Scientific classification
- Kingdom: Animalia
- Phylum: Mollusca
- Class: Gastropoda
- Subclass: Caenogastropoda
- Order: Littorinimorpha
- Family: Eulimidae
- Genus: Melanella
- Species: M. kermadecensis
- Binomial name: Melanella kermadecensis W. R. B. Oliver, 1915
- Synonyms: Sticteulima kermadecensis (W. R. B. Oliver, 1915)
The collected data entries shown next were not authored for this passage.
PR #4198, opened 2020-10-08
bash fixes

AShivangi:
- XRT-765 Exception thrown after help message produced and misspelling
- XRT-771 Xbutil examine -d 0000:3f:00.1 -r verbose show more than one device
- CR-1077429 Improve messaging for BDF specified incorrect or not found
- CR-1077401 xbmgmt2 - xbmgmt --new reset --type soft-kernel reports 'invalid option soft-kernel' but help shows it as a valid option
- XRT-772 Parsing of the BDF value needs to be strict.
Tested in xbutil:
65:00- Valid
65:00.1 - Valid
0000:65:00.1 - Valid
0000:65:00.0 - Invalid (mgmt not user pf)
65 - Invalid (Need at least bus and dev)

### DIFF
--- a/src/runtime_src/core/common/utils.cpp
+++ b/src/runtime_src/core/common/utils.cpp
@@ -23,7 +23,8 @@
 #include <string>
 #include <atomic>
 #include <cstdint>
-#include <boost/tokenizer.hpp>
+#include <limits>
+#include <boost/algorithm/string.hpp>
 
 namespace {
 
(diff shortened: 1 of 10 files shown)


src/runtime_src/core/common/utils.cpp
```diff
@@ -183,24 +185,57 @@ unit_convert(size_t size)
...
+  
+  //check if edge, return the first device
+  uint16_t d = 0;
+  auto device = _inUserDomain ? get_userpf_device(d) : get_mgmtpf_device(d);
+  auto bdf = device_query<query::pcie_bdf>(device);
+  if(std::get<0>(bdf) == 0 && std::get<1>(bdf) == 0 && std::get<2>(bdf) == 0) {
+    return 0;
+  }
+
+  // check if we have 2-3 tokens: domain, bus, device.function
```
rozumx, line 206: Check to see if the tokens.size() is greater then 3 if so, throw the exception now and not later.  Again, qualify the string that is being parse sooner then later.

src/runtime_src/core/common/utils.cpp
```diff
@@ -183,24 +185,57 @@ unit_convert(size_t size)
...
+  // domain is optional
```
rozumx, line 207: Validate that the given string has valid characters.  For example, only the following characters are valid: 0-9, a-f, A-F, ':', '.' 
Any other character should throw an exception.

src/runtime_src/core/common/utils.cpp
```diff
@@ -183,24 +185,57 @@ unit_convert(size_t size)
...
+  if(tokens.size() == 2 || tokens.size() == 3) {
```
rozumx, line 208: This code it too complicated.  This is because the first element (e.g., "domain") is optional.   

If the token vector was reversed (e.g., `std::revers(std::begin(tokens), std::end(tokens));`)  it will become more manageable.  Where:
index 0 is device.function
index 1 is bus
index 2 is domain (if available)

Doing so removes all of this "special" indexing being performed below.

src/runtime_src/core/common/utils.cpp
```diff
@@ -183,24 +185,57 @@ unit_convert(size_t size)
...
+  int radix = 16;
+  uint16_t bus = 0, dev = 0, func = std::numeric_limits<uint16_t>::max();
 
+  //throw an eror if no devices are present
   uint64_t devices = _inUserDomain ? xrt_core::get_total_devices(true).first : xrt_core::get_total_devices(false).first;
+  if(devices == 0) 
+    throw std::runtime_error("No devices found");
+  
+  //check if edge, return the first device
+  uint16_t d = 0;
```
rozumx, line 199: What does 'd' stand for?  It is extremely rare to use 1 character variable names now a days (except for indexes)

src/runtime_src/core/common/utils.cpp
```diff
@@ -183,24 +185,57 @@ unit_convert(size_t size)
...
+    auto cmp_func = [bdf](uint16_t func) 
+    {
+      if (func != std::numeric_limits<uint16_t>::max())
+        return func == std::get<2>(bdf);
+      return true;
+    };
+
+    if (bus == std::get<0>(bdf) && dev == std::get<1>(bdf) && cmp_func(func))
       return i;
   }
```
rozumx, line 241: Great to see that the exception is thrown.
Does this exception get caught and reports the list of available devices?

src/runtime_src/core/common/utils.cpp
```diff
@@ -183,24 +185,57 @@ unit_convert(size_t size)
...
-  if (n == 2)
-    s >> std::hex >> dom >> dummy;
-  s >> std::hex >> b >> dummy >> d >> dummy >> f;
-
-  if ((n != 1 && n != 2) || s.fail())
-    throw std::runtime_error("Bad BDF string '" + bdfstr + "'");
+  std::vector<std::string> tokens; 
+  boost::split(tokens, bdfstr, boost::is_any_of(":")); 
+  int radix = 16;
+  uint16_t bus = 0, dev = 0, func = std::numeric_limits<uint16_t>::max();
```
rozumx, line 191: Please specified each variable separately.

rozumx, line 191: Help me understand, what does it mean to set the "func" value to 0xffff?

I thought it is either '0' or '1' depending on whether or not the mgmt or user drivers are being talked to.   If not defined, should these values be used instead?

src/runtime_src/core/tools/xbutil2/SubCmdValidate.cpp
```diff
@@ -510,7 +510,7 @@ kernelVersionTest(const std::shared_ptr<xrt_core::device>& _dev, boost::property
 {
   //please append the new supported versions
   const std::vector<std::string> ubuntu_kernel_versions = { "4.4.0", "4.13.0", "4.15.0", "4.18.0", "5.0.0", "5.3.0" };
-  const std::vector<std::string> centos_rh_kernel_versions = { "3.10.0-693", "3.10.0-862", "3.10.0-957", "3.10.0-1062" };
+  const std::vector<std::string> centos_rh_kernel_versions = { "3.10.0-693", "3.10.0-862", "3.10.0-957", "3.10.0-1062", "3.10.0-1127", "4.18.0-147", "4.18.0-193" };
```
rozumx, line 513: Ow! I missing this NASTY string with my earlier reviews.  We need to find a better way to make this data driven.  Too late for this release, but definitely next.

rozumx (changes requested):
bdf2index changes requested.

src/runtime_src/core/common/utils.cpp
AShivangi: I can't report the available devices right now. the function to report the list of available devices is one layer below this file, in XBUtilties.cpp. One option is to move this function in that file. I didn't do that right now since I wasn't sure how much code change would be across the code base. Would you like me o do so?

src/runtime_src/core/common/utils.cpp
AShivangi: This "func" value is what we get from the user. If they pass in a 0 or a 1, we parse it, but if they don;t pass in any function, then the value is -1. The "cmp_func" checks if this variable has a valid value, i.e., not -1 and parses it if that is the case.

src/runtime_src/core/common/utils.cpp
AShivangi: Done

src/runtime_src/core/tools/xbutil2/SubCmdValidate.cpp
```diff
@@ -510,7 +510,7 @@ kernelVersionTest(const std::shared_ptr<xrt_core::device>& _dev, boost::property
 {
   //please append the new supported versions
   const std::vector<std::string> ubuntu_kernel_versions = { "4.4.0", "4.13.0", "4.15.0", "4.18.0", "5.0.0", "5.3.0" };
```
keryell, line 512: Just curious about why are these versions hard-coded in the source?

AShivangi: Until the new kernels are thoroughly tested, we don't support them officially.

keryell: OK, but it does not prevent XRT to run, I hope?

AShivangi: No, it doesn't. It simply gives a warning saying:
`Kernel verison %s is not officially supported. %s is the latest supported version`

dayeh-xilinx:
retest this please

Himanshu-xilinx:
These changes break xbutil2 on embedded device. Please test embedded device before raising PR.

= Melanella kermadecensis =

- Authority: W. R. B. Oliver, 1915
- Synonyms: Sticteulima kermadecensis (W. R. B. Oliver, 1915)

Species of gastropod

Melanella kermadecensis is a species of sea snail, a marine gastropod mollusk in the family Eulimidae.

==Description==
(Original description) The shell is subulate with a blunt apex. The right side is nearly straight, while the left side is slightly curved outwards. There are 6 flat whorls, and the suture is scarcely distinguishable. The aperture is ovate and not much produced, and the outer lip is thick. Overall, the shell is smooth, white, and shining, with a height of 2.8 mm and a diameter of 0.9 mm.

==Distribution==
This marine species occurs off the Kermadec Islands and is endemic to New Zealand; found at depths between 10 m and 45 m.